Definition 3 (Convex function)
A function \(f : \mathbb{R}^n \to \mathbb{R}\) is convex if for all \({x1, x2} \subset \mathbb{R}^n\) and \(α \in [0, 1]\) we have

\[f(αx_1 + (1 − α)x_2) \leq αf(x_1) + (1 − α)f(x_2) \]

  • \(f\) is concave if \(−f\) is convex.
  • strictly convex: if for x1 = x2, the above inequality holds strictly.
  • If \(f : \mathbb{R}^n \to \mathbb{R}\) is convex, then it is continuous.
  • Addition, Maximization, Composition, preserving convexity.

Definition 4
The epigraph of \(f\) is \(\mathsf{epi}(f) := \{(x, z) : x \in X , z \in R, \text{and } f(x) ≤ z\}\).
\(\mathsf{dom}(f) := \{x | x\in X \text{ and } f(x) < \infty \}\).

Theorem 5
Let \(\mathcal{X}\) be a nonempty convex subset of \(\mathbb{R}^n\) and let \(f : \mathbb{R}^n \to \mathbb{R}\) be differentiable over an open set containing \(\mathcal{X}\). Then, the following hold:

  • (a) f is convex over \(\mathcal{X}\) if and only if, for all {x1, x2} ⊂ X, we have

\[f(x_2) ≥ f(x_1) + \nabla f(x1)^T(x_2 − x_1) \]

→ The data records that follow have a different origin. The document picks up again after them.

Issue #4615, opened 2021-07-23
Retry: grpc maxretry attempts is hardcoded


Leomax004:
Grpc Max Retry attempt is hardcoded and not allowing to retry more than 5

if rp.MaxAttempts > 5 {
		// TODO(retry): Make the max maxAttempts configurable.
		rp.MaxAttempts = 5
	}

dfawley:
Reference from gRFC:

https://github.com/grpc/proposal/blob/master/A6-client-retries.md#limits-on-retries-and-hedges

We never implemented this particular "channel arg" in Go.

gnvk:
How is this a feature and not a bug? This makes the whole retry config pretty much unusable. And it's not even mentioned in the documentation!

arvindbr8:
Feel free to send us a PR if you need this. I would consider missing features not bugs :)

PR #7229, opened 2024-05-12
client: implement maxAttempts for retryPolicy

imoore76:
Addresses https://github.com/grpc/grpc-go/issues/4615

RELEASE NOTES: none

### DIFF
--- a/dialoptions.go
+++ b/dialoptions.go
@@ -80,6 +80,7 @@ type dialOptions struct {
 	idleTimeout                 time.Duration
 	recvBufferPool              SharedBufferPool
 	defaultScheme               string
+	maxRetryAttempts            int
 }
 
 // DialOption configures how we set up the connection.
@@ -650,11 +651,12 @@ func defaultDialOptions() dialOptions {
 			UseProxy:        true,
 			UserAgent:       grpcUA,
 		},
-		bs:              internalbackoff.DefaultExponential,
-		healthCheckFunc: internal.HealthCheckFunc,
-		idleTimeout:     30 * time.Minute,
-		recvBufferPool:  nopBufferPool{},
-		defaultScheme:   "dns",
+		bs:               internalbackoff.DefaultExponential,
+		healthCheckFunc:  internal.HealthCheckFunc,
+		idleTimeout:      30 * time.Minute,
+		recvBufferPool:   nopBufferPool{},
+		defaultScheme:    "dns",
+		maxRetryAttempts: 5, // https://github.com/grpc/proposal/blob/master/A6-client-retries.md#limits-on-retries-and-hedges
 	}
 }
 
@@ -709,6 +711,19 @@ func WithResolvers(rs ...resolver.Builder) DialOption {
 func WithIdleTimeout(d time.Duration) DialOption {
 	return newFuncDialOption(func(o *dialOptions) {
 		o.idleTimeout = d
+	})
+}
+
+// WithMaxRetryAttempts returns a DialOption that configures the maximum number
+// of retry attempts for the channel. Service owners may specify a higher value
+// for these parameters, but higher values will be treated as equal to the
+// maximum value by the client implementation. This mitigates security concerns
+// related to the service config being transferred to the client via DNS.
+//
+// A default value of 5 will be used if this dial option is not set.
+func WithMaxRetryAttempts(n int) DialOption {
+	return newFuncDialOption(func(o *dialOptions) {
+		o.maxRetryAttempts = n
 	})
 }
 
--- a/service_config.go
+++ b/service_config.go
@@ -285,10 +285,6 @@ func convertRetryPolicy(jrp *jsonRetryPolicy) (p *internalserviceconfig.RetryPol
 		BackoffMultiplier:    jrp.BackoffMultiplier,
 		RetryableStatusCodes: make(map[codes.Code]bool),
 	}
-	if rp.MaxAttempts > 5 {
-		// TODO(retry): Make the max maxAttempts configurable.
-		rp.MaxAttempts = 5
-	}
 	for _, code := range jrp.RetryableStatusCodes {
 		rp.RetryableStatusCodes[code] = true
 	}
--- a/test/retry_test.go
+++ b/test/retry_test.go
@@ -102,6 +102,64 @@ func (s) TestRetryUnary(t *testing.T) {
 	}
 }
 
+func (s) TestRetryMaxAttemptsUnary(t *testing.T) {
+	callCount := 0
+	ss := &stubserver.StubServer{
+		EmptyCallF: func(context.Context, *testpb.Empty) (r *testpb.Empty, err error) {
+			defer func() { t.Logf("server call %v returning err %v", callCount, err) }()
+			callCount++
+			return nil, status.New(codes.AlreadyExists, "retryable error").Err()
+		},
+	}
+	testCases := []struct {
+		serviceMaxAttempts int
+		clientMaxAttempts  int
+		expectedAttempts   int
+	}{
+		{serviceMaxAttempts: 9, clientMaxAttempts: 4, expectedAttempts: 4},
+		{serviceMaxAttempts: 9, clientMaxAttempts: 7, expectedAttempts: 7},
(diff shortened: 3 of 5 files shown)


imoore76:
Hi @aranjans! Is there something you are waiting for from me?

aranjans:
@imoore76 no, i think this PR LGTM! Approved.

aranjans (approved):

service_config.go
```diff
@@ -285,10 +285,6 @@ func convertRetryPolicy(jrp *jsonRetryPolicy) (p *internalserviceconfig.RetryPol
 		BackoffMultiplier:    jrp.BackoffMultiplier,
 		RetryableStatusCodes: make(map[codes.Code]bool),
 	}
-	if rp.MaxAttempts > 5 {
```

  • (b) f is strictly convex over \(\mathcal{X}\) if and only if the above inequality is strict when \(x_1 = x_2\).

Theorem 6
Let \(\mathcal{X}\) be a nonempty convex subset of \(\mathbb{R}^n\) and let \(f : \mathbb{R}^n \to \mathbb{R}\) be twice continuously differentiable over an open set containing \(\mathcal{X}\). Then, thefollowing hold:

  • (a) If \(\nabla^2f(x)\) is positive semi-definite for all \(x\in\mathcal{X}\) , then \(f\) is convex over \(\mathcal{X}\) .
  • (b) If \(\nabla^2f(x)\) is positive definite for all \(x\in\mathcal{X}\), then \(f\) is convex over \(\mathcal{X}\).
  • (c) If \(\mathcal{X}\) is open and \(f\) is convex over \(\mathcal{X}\), then \(\nabla^2f(x)\) is positive definite for all \(x\in\mathcal{X}\).

Definition 7 (Subgradient and Subdifferential)
A vector $g \in \mathbb{R}^n $ is a subgradient of a proper convex f at \(x \in dom(f)\) if

\[f(\bar{x}) ≥ f(x) + g^T(\bar{x} − x) ,\forall \bar{x}\in \mathbb{R}^n . \]

The set of all subgradients of \(f\) at \(x\), denoted \(∂f(x)\), is the subdifferential of \(f\) at \(x\).

  • Let \(f : \mathbb{R}^n\to \mathbb{\bar{R}}\) be proper and convex.
    • If \(x ∈ dom(f)\), then \(g ∈ ∂f(x)\) if and only if

    \[f'(d; x) ≥ g^T d , \forall d \in\mathbb{R}^n \]

    • If \(x ∈ int dom(f)\), then \(∂f(x)\) is a nonempty, convex, and compact and

    \[f'(d; x) ≥ \max_{g\in\partial f(x)} g^T d , \forall d \in\mathbb{R}^n \]

Descent directions
At a point \(x \in \mathbb{R}^n\), a descent direction \(d\) is one for which we have \(∇f(x)^T d = f'(d; x) < 0\).
We can decrease \(f\) by moving (a small distance) along such a direction \(d\).
The steepest descent direction is \(d = -\nabla f(x)\).

Optimality conditions

Definition 10 (Global minimum)
A vector \(x^∗\) is a global minimum of \(f\) if \(f(x^∗) ≤ f(x) ,\forall x \in\mathbb{R}^n\).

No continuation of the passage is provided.